どういう事だ? 一人で悩んでいると豪快な笑い声が頭に響き渡った。
『ガッハッハッハッ!!!愚か者め。そう簡単に恐れと自分の身体を差し出す間抜けはおらんわ』
「ん?あっ!そ、そうか。普通に考えたら俺の魂以外にもキングミノタウロスの魂もあるって事か!!?」
キングミノタウロスはあのメルディアでも倒せなかった正真正銘の怪物だろう。ハッキリ言ってしまえば雲泥の差はある。
だが、キングミノタウロスはこれと言って無理矢理何かをするという感じはない。
メルディア曰く獰猛な性格で女好きだと聞いていたが・・・?
『ガッハッハッハ!!!それはあっている。暴力も女も酒も好きだ。お前さんとはまったくの正反対の性格をしておったわ』
「真逆? ん? キングミノタウロスさんは俺が人間だった頃の記憶を知ってるのか?」
『当たり前だ。お前とは身体を共有しちまってるからな。
もうお前の身体は喰っちまってネェが記憶は見せて貰った。
お前さんは【地球】っていう他の世界から来た異世界人らしいな。
だが、どうにも正式な手続きはしてねぇみたいだな?』
「身体を共有している? 正式な手続き?」
良くわからんが取りあえずは元の人間の身体はキングミノタウロスに喰われた。
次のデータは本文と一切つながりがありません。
PR #116, opened 2023-07-25
Improve logging

streamer45:
#### Summary

We were missing potentially useful warnings from our logs that would ease debugging issues. Given Pion has an easy way to pass a proper logger we wrap our existing one so that everything can get printed out nicely.

#### Sample output:

```
info  [2023-07-25 16:09:31.866 -06:00] peer connection state changed: connected      caller="rtc/logger.go:70" origin="webrtc/v3.(*PeerConnection).onConnectionStateChange webrtc/peerconnection.go:495"
warn  [2023-07-25 16:09:31.867 -06:00] test warning                                  caller="rtc/logger.go:78" origin="webrtc/v3.(*PeerConnection).undeclaredMediaProcessor webrtc/peerconnection.go:1627"
error [2023-07-25 16:09:31.867 -06:00] test error                                    caller="rtc/logger.go:86" origin="webrtc/v3.(*PeerConnection).undeclaredMediaProcessor webrtc/peerconnection.go:1628"
```

PR #117, opened 2023-07-25
[MM-53807] Explicitly stop receiver on exit

streamer45:
#### Summary

I wasn't able to reproduce this so not sure this addition will have any effect but until we get more logs (https://github.com/mattermost/rtcd/pull/116) it's hard to say what's going on. 

There's no clear indication that we are leaking anything on our side assuming that closing the peer connection would be enough to release all its resources.

#### Ticket Link

https://mattermost.atlassian.net/browse/MM-53807


cpoile (approved):
👍

PR #119, opened 2023-09-07
Fix broken dependency

streamer45:
#### Summary

Updating a dependency that was breaking the build when using the new Golang v1.21


cpoile (approved):
Why are we using go 1.21? Don't we usually stay a release behind?

PR #131, opened 2024-03-11
Fix linting on newer versions

streamer45:
#### Summary

Bumping the `github.com/grafana/pyroscope-go/godeltaprof` dependency as it's currently breaking `golangci-lint` on Go 1.22+

### DIFF
--- a/Makefile
+++ b/Makefile
@@ -292,8 +292,7 @@ go-run: ## to run locally for development
 prepare-plugin: ## prepare Calls plugin for testing
 ifeq (${CI}, true)
 	@$(INFO) preparing Calls plugin...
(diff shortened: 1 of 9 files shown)


cpoile (approved):

streamer45:
@cpoile It was a bit painful but finally figured tests were failing because we were running an out-of-date MM server image which failed the recent v9.5 compatibility check so the plugin wouldn't start. It should be all fixed now but please take another look because the PR has gradually become something quite different.

cpoile (approved):

cpoile:
Nice, thanks for finding out the problem with that

PR #135, opened 2024-04-25
Avoid replacing track on mute

streamer45:
#### Summary

I was trying to follow what a real (browser) client would do but it looks like it's a bit bugged. As long as we pause writing on the track we should be fine.

### DIFF
--- a/client/api.go
+++ b/client/api.go
@@ -65,12 +65,6 @@ func (c *Client) Mute() error {
 	c.mut.Lock()
 	defer c.mut.Unlock()
 
-	if c.voiceSender != nil {
-		if err := c.voiceSender.ReplaceTrack(nil); err != nil {
-			return fmt.Errorf("failed to replace track: %w", err)
-		}
-	}
-
 	return c.sendWS(wsEventMute, nil, false)
 }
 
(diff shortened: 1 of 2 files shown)


cpoile (approved):
But does that really simulate what the client will be receiving when participants mute/unmute? I'm thinking about the client-side load of the pc replacing tracks.
I mean, we have no choice right now, I just hope we don't have to redo load tests once this is fixed upstream.

streamer45:
> But does that really simulate what the client will be receiving when participants mute/unmute? I'm thinking about the client-side load of the pc replacing tracks. I mean, we have no choice right now, I just hope we don't have to redo load tests once this is fixed upstream.

@cpoile Replacing tracks with `nil/null` is supposed to be a local operation with no server involvement (no negotiation). That's the whole point of doing it. So there's no impact on other clients whether we do it or not. 

Even then it's implementation-specific, for example, Firefox doesn't stop the sender while Chrome does.

See https://developer.mozilla.org/en-US/docs/Web/API/RTCRtpSender/replaceTrack for more details.

cpoile:
Awesome, thanks!

PR #1151, opened 2021-04-13
Prognostic run: Improve test coverage of diagnostics

nbren12:
These changes should make it easier to modify the diagnostics code with confidence.


workflows/prognostic_c48_run/runtime/loop.py
```diff
@@ -447,10 +447,8 @@ def _apply_postphysics_to_dycore_state(self) -> Diagnostics:
                     diagnostics[self._postphysics_stepper.net_moistening],
                     self._timestep,
                 )
-                diagnostics[TOTAL_PRECIP] = updated_state_from_tendency[TOTAL_PRECIP]
```
brianhenn, line 450: grepping `total_precipitation` in fv3net shows that this diagnostic is weakly (non-breaking probably, but potentially confusing) assumed to be in the diagnostics by various other routines, e.g., it's in at least `workflows/prognostic_c48_run/runtime/diagnostics/default_diagnostics.py` and the end-to-end test diags specification. 

Seems reasonably in scope of this PR to make a clean break of this, presumably in favor of `total_precipitation_rate`. At least in the code -- the various test fixture data schema are inherently going to end up out of date so probably not worth it there.

workflows/prognostic_c48_run/tests/test_regression.py
```diff
@@ -485,29 +489,21 @@ def test_chunks_present(completed_rundir):
...
-        "net_heating",
-        "net_moistening",
-        "physics_precip",
-        "water_vapor_path",
-        "column_integrated_dQu",
-        "column_integrated_dQv",
-    ]:
-        assert diagnostics[variable].dims == dims
+    for variable in sorted(diagnostics):
         assert np.sum(np.isnan(diagnostics[variable].values)) == 0
```
brianhenn, line 499: Is this still needed if we have checksums now?

brianhenn (commented):
Thanks this is useful. I had one suggestion about cleaning up some of the `total_precipitation` cruft elsewhere in the repo

workflows/prognostic_c48_run/tests/_regtest_outputs/test_regression.test_fv3run_diagnostic_outputs_check_variables[keras].out
```diff
@@ -0,0 +1,37 @@
+air_temperature: 41ccaafb84a9f1b3e2195eb703974c5c
```
Comment (brianhenn) [inline workflows/prognostic_c48_run/tests/_regtest_outputs/test_regression.test_fv3run_diagnostic_outputs_check_variables[keras].out:1]: How does the list of variables specified in the test script to be written to `diags.zarr` get expanded to this larger list?

workflows/prognostic_c48_run/runtime/loop.py
nbren12: This diagnostics was deleted below, and so is never used. The tests would have revealed an error like this. In the first commit, I wrote out all the available diagnostics and check-summed them, before implementing this change in the second commit.

workflows/prognostic_c48_run/tests/test_regression.py
nbren12: The checksums don't provide much guidance about what the potential difference is so it's nice to leave this check.

workflows/prognostic_c48_run/tests/_regtest_outputs/test_regression.test_fv3run_diagnostic_outputs_check_variables[keras].out
Comment (nbren12) [reply workflows/prognostic_c48_run/tests/_regtest_outputs/test_regression.test_fv3run_diagnostic_outputs_check_variables[keras].out:1]: I modified "diags.zarr" to save all the available diagnostics, and then looped through them in the test. If we somehow delete one by accident it will be missing in the regression report and the test will fail.

workflows/prognostic_c48_run/tests/test_regression.py
```diff
@@ -32,6 +33,9 @@
             "physics_precip",
             "column_integrated_dQu",
             "column_integrated_dQv",
+            "cnvprcp_after_python",
+            "area",
+            "total_precipitation_rate",
```
brianhenn, line 38: Does this list actually do anything then since it's called `output_variables` instead of `variables`? Visually I assumed it was doing what it would do if it were called `variables`. If that's actually the case then please delete this list.

workflows/prognostic_c48_run/runtime/loop.py
brianhenn: Sure, that's fine. I guess this is another reminder why specifying default config in code is not a very maintainable approach.

workflows/prognostic_c48_run/tests/_regtest_outputs/test_regression.test_fv3run_diagnostic_outputs_check_variables[keras].out
Comment (brianhenn) [reply workflows/prognostic_c48_run/tests/_regtest_outputs/test_regression.test_fv3run_diagnostic_outputs_check_variables[keras].out:1]: OK thanks. See my comment about the "other_variables" list in the test script then.

workflows/prognostic_c48_run/tests/test_regression.py
brianhenn: OK makes sense

brianhenn (approved):
OK looks good, see my one request below about the (I think) distracting list of diags variables in the test script.

workflows/prognostic_c48_run/tests/test_regression.py
nbren12: Good point. I deleted it.

PR #1152, opened 2021-04-14
Delete unused 'assets', 'configurations', regression_test.sh

oliverwm1:
Delete all files in "assets" and "configurations" directories. These have not been touched in >17 months and are not used by any current code. They have been effectively replaced by the "vcm-workflow-control" repo.

Also delete `regression_tests.sh` file in root level of fv3net.


nbren12 (approved):
Looks good. the prog run report test error is unrelated.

そして魂が憑依してミノタウロスになった感じだろうか?
他の世界から来た異世界人で正式な手続きとはどういう意味だろうか?
その辺りを尋ねるとこの世界には俺がいた地球出身の異世界人が神々や人の手によって送り込まれているというのだ。
神々が送り込む時は神託をしてその地に勇者として呼び出される正式な儀式と人間が領土拡大の為に強い人間を召喚する魔法がありそれは禁忌として使用を神々から禁止されているというのだ。
だが、今回はその両方ではない『現実世界』と『裏世界』との境界線にある空間に迷い込んだ異世界人を取り込んだ事で魂が混ざってしまったというのだ。
キングミノタウロスがこうやって俺に声を掛けられるのもこの場所が『現実世界』と『裏世界』との境界線にある空間である為に話し掛けられるというのだ。
そして、キングミノタウロスは俺の記憶を蘇らす前に自分の出生と何故大迷宮・ラビュリンティスに封じ込められたのか話さなければないと告げたのだ。